CS194-26 Project 4A: Image Warping and Mosaicing

Matthew Tang

Part 1: Shoot and digitize pictures

The first step was to take pictures. I used my iPhone7 to take the photos, trying my best to only rotate the angle and not translate the reference point (to be able to accurately reconstruct the homographies later). I took photos for 3 sets of panoramas.

Campanile

Soda Hall Entrance*

Apartment Hall*


* Note: soda hall and apartment images displayed are compressed to fit the 25MB max size for upload utility

Part 2: Recover Homographies

We will need to compute a homography to warp the photos to be able to stitch them together. I chose to do an inverse warp to avoid aliasing problems (using similar interpolation code to proj3). We can fix the bottom right element of H to be 1 (the scale factor) and solve for the rest of the parameters. Although 4 points uniquely identify a homography, I chose to take more than 4 points, resulting in an overconstrained system to reduce the effects of error in point selection. For this reason, I solved for the H matrix using least squares using the following formula*:

* credit to this website for the derivation.

To more accurately choose points, I zoomed in and selected them in Photoshop.

Part 3: Warp the Images

Now that I had a homography matrix H, I could warp the photos. To stitch 2 photos together, I would inverse warp the second one (on the right) to the first one (on the left). For an arbitrary number of photos n, I would finish the process of stitching the first n - 1 photos together, and then stitch that result with the nth photo.
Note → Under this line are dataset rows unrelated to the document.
PR #10043, opened 2024-11-12
feat: convert MikroORM entities to DML entities

thetutlage:
Fixes FRMW-2790, FRMW-2777, FRMW-2798, FRMW-2800

## DML Changelog

- Fix: Mark foreign key as `null` when the relationship is marked a nullable.
- Fix: Do not set `isForeignKey: true` on the generate MikroORM property for the `belongsTo` relationship. However, the index in the database is still created. This is done to match the behaviour of relationships defined via MikroORM.
- Fix: `manyToMany` relationship to infer `owner` side of the relationship without relying on the order in which models are imported. Earlier, the first imported model was marked as the `owner`. **Could result in a breaking change especially in regards to `joinKey` and `inverseJoinKey` columns. But the same can be fixed by explicitly defining these properties.**
```ts
const isOwner =
    !!joinColumn ||
    !!inverseJoinColumn ||
    !!relationship.options.pivotTable ||
    /**
     * We can't infer it from the current entity so lets
     * look at the otherside configuration as well to make a choice
     */
    (!otherSideRelationOptions.pivotTable &&
      !otherSideRelationOptions.joinColumn &&
      !otherSideRelationOptions.inverseJoinColumn &&
      !MANY_TO_MANY_TRACKED_RELATIONS[
        `${relatedModelName}.${otherSideRelationshipProperty}`
      ])

// This means that a relation is infered as owner if there is one of the following options set on the relation
// - joinColumn
// - inverseJoinColumn
// - pivotTable
// if none are present, then we check if the otherside has none of those options as well and if it has not be loaded yet, 
// in that case the current entity (first to be loaded) can be owner. If the other side has any of those options then it will be
// inferred as owner when it will get loaded later
```
- Fix: Set `inversedBy: true` on the `owner` side of the `manyToMany` relationship. 
- fix: `manyToMany` pivot table name generation have been fixed. Meaning that it can be breaking changes in the scenario where no `pivotTable` were provided. In order to fix the breaking change if needed, the user can provide the `pivotTable` configuration with the existing name of the pivot table. (previously was using the models name in alpha order and pluralized last name, now it is using the table name from the model in alpha order with last one pluralized)
```ts
// If this create a breaking change for you then you can specify the `pivotTable` property configuration on the many to many with the current table name

// Something along those lines
const user = model.define('User', () => {
  addresses: model.manyToMany(() => Address, { pivotTable: 'address_users' })
})
```
- fix: `joinerConfigBuilder` now merges the auto-generated primary keys with the one provided in the custom configuration if any
- fix: `joinerConfigBuilder` now merges the auto-generated linkable with the one infered from the custom linkable keys provided if any
- improvement: Always auto generate index for `deleted_at` where is null
- fix: category rank ordering was broken ([see](https://github.com/medusajs/medusa/pull/10043#discussion_r1856460161))


packages/core/utils/src/dal/mikro-orm/mikro-orm-repository.ts
```diff
@@ -467,18 +498,22 @@ export function mikroOrmBaseRepositoryFactory<T extends object = object>(
...
 
-      return await manager.findAndCount(
-        entity as EntityName<T>,
-        findOptions_.where as MikroFilterQuery<T>,
-        findOptions_.options as MikroOptions<T>
-      )
+      return (await manager.findAndCount(
+        this.entity,
+        findOptions_.where,
+        findOptions_.options as any // MikroOptions<T>
```
thetutlage, line 504: Have to fix this

packages/core/utils/src/dml/entity.ts
```diff
@@ -234,4 +252,16 @@ export class DmlEntity<
...
   }
+
+  /**
+   * @experimental
+   * TODO: Write RFC about this, for now it is unstable and mainly
+   * for test purposes
+   * @param hooks
+   * @returns
+   */
+  hooks(hooks: Hooks<Schema, TConfig>): this {
```
thetutlage: Remove

packages/core/utils/src/dml/helpers/create-mikro-orm-entity.ts
```diff
@@ -84,22 +92,58 @@ export function createMikrORMEntity() {
...
+        const hookMethodName = "beforeCreate_" + camelToSnakeCase(modelName)
+        const hookWrapper = function (this: MikroORMEntity) {
+          return hook(this as any)
+        }
+
+        MikroORMEntity.prototype[hookMethodName] = hookWrapper
+        BeforeCreate()(MikroORMEntity.prototype, hookMethodName)
+      }
+    }
+
```
thetutlage: Remove

packages/core/utils/src/dal/mikro-orm/mikro-orm-repository.ts
adrien2p: we need the type utilities we talked about to fix that. for example populate can't get inferred anymore and therefore become `readonly never`

packages/core/utils/src/dml/__tests__/entity-builder.spec.ts
```diff
@@ -2969,11 +2972,11 @@ describe("Entity builder", () => {
             'CREATE UNIQUE INDEX IF NOT EXISTS "IDX_unique-name" ON "user" (organization, account, group_id) WHERE deleted_at IS NULL',
           name: "IDX_unique-name",
         },
-        {
-          expression:
-            'CREATE INDEX IF NOT EXISTS "IDX_user_group_id" ON "user" (group_id) WHERE deleted_at IS NULL',
-          name: "IDX_user_group_id",
-        },
+        // {
```
adrien2p: todo: in the DML either we dont bother and read it as foreign key, or we just create a default index for those props

packages/modules/product/integration-tests/__tests__/product-module-service/product-collections.spec.ts
```diff
@@ -31,27 +32,31 @@ moduleIntegrationTestRunner<IProductModuleService>({
       beforeEach(async () => {
         const testManager = await MikroOrmWrapper.forkManager()
 
-        productOne = testManager.create(Product, {
+        productOne = testManager.create(toMikroORMEntity(Product), {
```
adrien2p, line 35: discussion: here the return type is somewhat incorrect, we would just need to pass the Product.name as the first argument and the template would be `InferEntityType<typeof Product>` but we can discuss that for a separate PR. It goes back to the back and forth type discussion

packages/modules/product/src/migrations/Migration20241125090957.ts
```diff
@@ -0,0 +1,173 @@
+import { Migration } from "@mikro-orm/migrations"
+
+export class Migration20241125090957 extends Migration {
+  async up(): Promise<void> {
+    this.addSql(
+      'alter table if exists "product" drop constraint if exists "product_status_check";'
```
adrien2p, line 6: info: excpeded and get recreated later down

packages/modules/product/src/migrations/Migration20241125090957.ts
```diff
@@ -0,0 +1,173 @@
...
+    )
+    this.addSql(
+      'CREATE INDEX IF NOT EXISTS "IDX_product_category_path" ON "product_category" (mpath) WHERE deleted_at IS NULL;'
+    )
+    this.addSql(
+      'CREATE UNIQUE INDEX IF NOT EXISTS "IDX_category_handle_unique" ON "product_category" (handle) WHERE deleted_at IS NULL;'
+    )
+
+    this.addSql(
+      'CREATE UNIQUE INDEX IF NOT EXISTS "IDX_collection_handle_unique" ON "product_collection" (handle) WHERE deleted_at IS NULL;'
```
adrien2p, line 20: info: there was not part of the snapshot, now they are

packages/modules/product/src/migrations/Migration20241125090957.ts
```diff
@@ -0,0 +1,173 @@
...
+    )
+
+    this.addSql('drop index if exists "IDX_product_image_deleted_at";')
```
adrien2p, line 23: info: Was not following the naming convention, now they are

packages/modules/product/src/migrations/Migration20241125090957.ts
```diff
@@ -0,0 +1,173 @@
...
+      'CREATE INDEX IF NOT EXISTS "IDX_product_image_url" ON "image" (url) WHERE deleted_at IS NULL;'
+    )
+
+    this.addSql(
+      'CREATE UNIQUE INDEX IF NOT EXISTS "IDX_tag_value_unique" ON "product_tag" (value) WHERE deleted_at IS NULL;'
+    )
+
+    this.addSql(
+      'CREATE UNIQUE INDEX IF NOT EXISTS "IDX_type_value_unique" ON "product_type" (value) WHERE deleted_at IS NULL;'
+    )
```
adrien2p, line 37: info: was not part of the snapshot, now they are

packages/modules/product/src/migrations/Migration20241125090957.ts
```diff
@@ -0,0 +1,173 @@
...
+
+    this.addSql(
+      'alter table if exists "product" alter column "status" type text using ("status"::text);'
+    )
+    this.addSql(
+      "alter table if exists \"product\" add constraint \"product_status_check\" check (\"status\" in ('draft', 'proposed', 'published', 'rejected'));"
+    )
+    this.addSql(
+      'alter table if exists "product" alter column "status" set default \'draft\';'
```
adrien2p, line 46: info: re apply check and add a default as draft, was not present before but make sense to have

packages/modules/product/src/migrations/Migration20241125090957.ts
```diff
@@ -0,0 +1,173 @@
...
+    )
+    this.addSql(
+      'CREATE INDEX IF NOT EXISTS "IDX_product_type_id" ON "product" (type_id) WHERE deleted_at IS NULL;'
+    )
+    this.addSql(
+      'CREATE INDEX IF NOT EXISTS "IDX_product_collection_id" ON "product" (collection_id) WHERE deleted_at IS NULL;'
+    )
```
adrien2p, line 53: info: some foregin keys were missing their indices

packages/modules/product/src/migrations/Migration20241125090957.ts
```diff
@@ -0,0 +1,173 @@
...
+    this.addSql(
```
adrien2p, line 54: info: not part of the snapshot, now it is

packages/modules/product/src/migrations/Migration20241125090957.ts
```diff
@@ -0,0 +1,173 @@
...
+      'CREATE UNIQUE INDEX IF NOT EXISTS "IDX_product_handle_unique" ON "product" (handle) WHERE deleted_at IS NULL;'
+    )
+
+    this.addSql(
+      'alter table if exists "product_option" alter column "product_id" type text using ("product_id"::text);'
+    )
+    this.addSql(
+      'alter table if exists "product_option" alter column "product_id" set not null;'
+    )
```
adrien2p, line 63: info: was nullable, not it is not (foreign key)

packages/modules/product/src/migrations/Migration20241125090957.ts
```diff
@@ -0,0 +1,173 @@
...
+    this.addSql(
+      'CREATE UNIQUE INDEX IF NOT EXISTS "IDX_option_product_id_title_unique" ON "product_option" (product_id, title) WHERE deleted_at IS NULL;'
+    )
+
+    this.addSql(
+      'CREATE INDEX IF NOT EXISTS "IDX_product_option_value_option_id" ON "product_option_value" (option_id) WHERE deleted_at IS NULL;'
+    )
+    this.addSql(
+      'CREATE UNIQUE INDEX IF NOT EXISTS "IDX_option_value_option_id_unique" ON "product_option_value" (option_id, value) WHERE deleted_at IS NULL;'
+    )
```
adrien2p, line 76: info: was not part of the snapshot, now they are

packages/modules/product/src/migrations/Migration20241125090957.ts
```diff
@@ -0,0 +1,173 @@
...
+    this.addSql(
+      'alter table if exists "product_variant" alter column "length" type integer using ("length"::integer);'
+    )
+    this.addSql(
+      'alter table if exists "product_variant" alter column "height" type integer using ("height"::integer);'
+    )
+    this.addSql(
+      'alter table if exists "product_variant" alter column "width" type integer using ("width"::integer);'
+    )
```
adrien2p, line 89: info: they use to be `numeric` now they are `integer` should we think about it as it change the max value you can use?

packages/modules/product/src/migrations/Migration20241125090957.ts
```diff
@@ -0,0 +1,173 @@
...
+    this.addSql(
+      'CREATE UNIQUE INDEX IF NOT EXISTS "IDX_product_variant_barcode_unique" ON "product_variant" (barcode) WHERE deleted_at IS NULL;'
+    )
+    this.addSql(
+      'CREATE UNIQUE INDEX IF NOT EXISTS "IDX_product_variant_ean_unique" ON "product_variant" (ean) WHERE deleted_at IS NULL;'
+    )
+    this.addSql(
+      'CREATE UNIQUE INDEX IF NOT EXISTS "IDX_product_variant_upc_unique" ON "product_variant" (upc) WHERE deleted_at IS NULL;'
+    )
```
adrien2p, line 104: info: was not part of the snapshot, now they are

packages/modules/product/integration-tests/__fixtures__/product/data/create-product.ts
```diff
@@ -52,7 +52,7 @@ export const buildProductAndRelationsData = ({
   options,
   variants,
   collection_id,
-}: Partial<ProductTypes.CreateProductDTO>) => {
+}: Partial<ProductTypes.CreateProductDTO> & { tags: { value: string }[] }) => {
```
thetutlage, line 55: Have to double check how it was working earlier

packages/modules/product/src/repositories/product-category.ts
```diff
@@ -20,12 +20,15 @@ export class ProductCategoryRepository extends DALUtils.MikroOrmBaseTreeReposito
     familyOptions: ProductCategoryTransformOptions = {}
   ) {
     const findOptions_ = { ...findOptions }
-    findOptions_.options ??= {
-      orderBy: { rank: "ASC" },
+    findOptions_.options.orderBy = {
```
adrien2p, line 24: note: in the tests, the fields where provided and hence the options always populated, meaning that the order was never applied. By some random luck from god, the order remain the same for a long time, but the truth is that without any ordering we cant guarantee the order of the retrieved data. Now we always apply both rank and id, because rank only would also randomize all categories with the same rand and hence not enforce any ordering among each rank value. Now all categories are always ordered and the order remain constant.

further more, the rank was never selected, meaning that when we include ancerstors or descendant, the sortCategoriesByRank cant work since it is based on the property rank which was never deleted. I am really unsure how it worked so far except luck :)

cc @olivermrbl maybe you have an idea?

packages/core/utils/src/dml/helpers/create-mikro-orm-entity.ts
```diff
@@ -94,12 +100,31 @@ export function createMikrORMEntity() {
...
+  createEntity.clear = function () {
+    MANY_TO_MANY_TRACKED_RELATIONS = {}
+    ENTITIES = {}
+  }
+  return createEntity
 }
 
+/**
+ * Helper function to convert DML entities to MikroORM entity. Use
+ * "toMikroORMEntity" if you are ensure the input is a DML entity
```
olivermrbl, line 123:
```suggestion
 * "toMikroORMEntity" if you are unsure whether the input is a DML entity
```

olivermrbl:
> Fix: manyToMany relationship to infer owner side of the relationship without relying on the order in which models are imported

Maybe this will be clear from the code, but can you describe how we are inferring this now?

packages/core/utils/src/modules-sdk/module.ts
```diff
@@ -49,15 +49,22 @@ export function Module<
       DmlEntity.isDmlEntity(model)
     )
 
+    // TODO: Custom joiner config should take precedence over the DML auto generated linkable
+    // Thats in the case of manually providing models in custom joiner config.
+    // TODO: Add support for non linkable modifier DML object to be skipped from the linkable generation
```
olivermrbl, line 54: question: Judging from the PR description, it sounds like we are doing this now? Can we remove these todos?

packages/modules/product/src/migrations/Migration20241125090957.ts
```diff
@@ -0,0 +1,173 @@
+import { Migration } from "@mikro-orm/migrations"
+
+export class Migration20241125090957 extends Migration {
```
olivermrbl, line 3: 👀  lots of clean up, it seems!

adrien2p:
> > Fix: manyToMany relationship to infer owner side of the relationship without relying on the order in which models are imported
> 
> Maybe this will be clear from the code, but can you describe how we are inferring this now?

sure, do you want it in the description or in a comment?

nvm: I ve updated the description

packages/modules/product/src/migrations/Migration20241125090957.ts
olivermrbl: We talked about using big number instead, wouldn't that be more appropriate?

olivermrbl (commented):
Really nice work guys, love how simple the data model definitions are with the DML 💪

packages/core/utils/src/modules-sdk/module.ts
adrien2p: we are not doing the last todo, you currently can't specify an entity as not linkable, for example in the case of entity that only serves a purpose within the module. Same thing will happen with the order module, where the graphql is generated from the DML but the interface of the objects that are returned to the user does not necessarily correspond to the internal entities, therefore we have to override there too

packages/modules/product/src/migrations/Migration20241125090957.ts
adrien2p: yes indeed 😂

packages/modules/product/src/migrations/Migration20241125090957.ts
adrien2p: oh sorry, I thought we ended up saying we don't do anything :/

thetutlage: Yes, we decided to not do anything because `BigNumber` will create a breaking change at the HTTP layer. Correct me if I am wrong 🙂

olivermrbl: Yeah, that's right. Don't think we should introduce this as part of this refactor. Let's keep it as is.

olivermrbl (approved):
Overall this LGTM, nice work

Can we add more descriptive guides for how you can avoid the breaking changes by setting the configurations explicitly? Would like to include these in the upgrade guide.

packages/core/utils/src/modules-sdk/module.ts
olivermrbl: Ah my bad, I misunderstood the comment. But let's remove the first todo then :)

adrien2p:
> Overall this LGTM, nice work
> 
> Can we add more descriptive guides for how you can avoid the breaking changes by setting the configurations explicitly? Would like to include these in the upgrade guide.

I ve added a mention and an example

adrien2p:
@olivermrbl lets wait for the pipeline but I believe we should be good now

Part 4: Image Rectification

As an aside, we now have the tools to rectify images. That is, given an image of an object (taken at an angle) that we have outside knowledge to be rectangular, we can warp the image to be rectangular.

Painting 1 (Original)

Painting 1 (Rectified)

Painting 2 (Original)

Painting 2 (Rectified)

Part 5: Blend the images into a mosaic

Now that we have the images warped, we want to stitch them together. An easy way to do this is to select the left image to be the shared canvas. The right image will have precomputed left padding since I am doing an inverse warp of points to the left image. I add right padding on the left image to make the two images the same size. Then I create a mask and do laplacian blending (code taken from proj2).

Campanile Mask

Campanile Image 1 (Padded)

Campanile Image 2 (Warped, Padded)

Campanile Panorama


This panorama looks pretty good. You can see a slight seam in the sky since unfortunately the exposure/camera settings seems to have changed between photos.

Soda Mask

Soda Image 1 (Padded)

Soda Image 2 (Warped, Padded)

Soda Panorama


This panorama looks good too. The seam is a little more obvious this time unfortunately due to different exposure/camera settings (sigh "idiot cameras")

Apartment Mask

Apartment Image 1 (Padded)

Apartment Image 2 (Warped, Padded)

Apartment Panorama


This panorama looks good too. Seam is less visible than the other indoor one.

The coolest important thing I learned from this project was accomplishing my homography and warping without for looping over pixels. I forced myself to think in terms of vectorized functions and use numpy functions to efficiently code.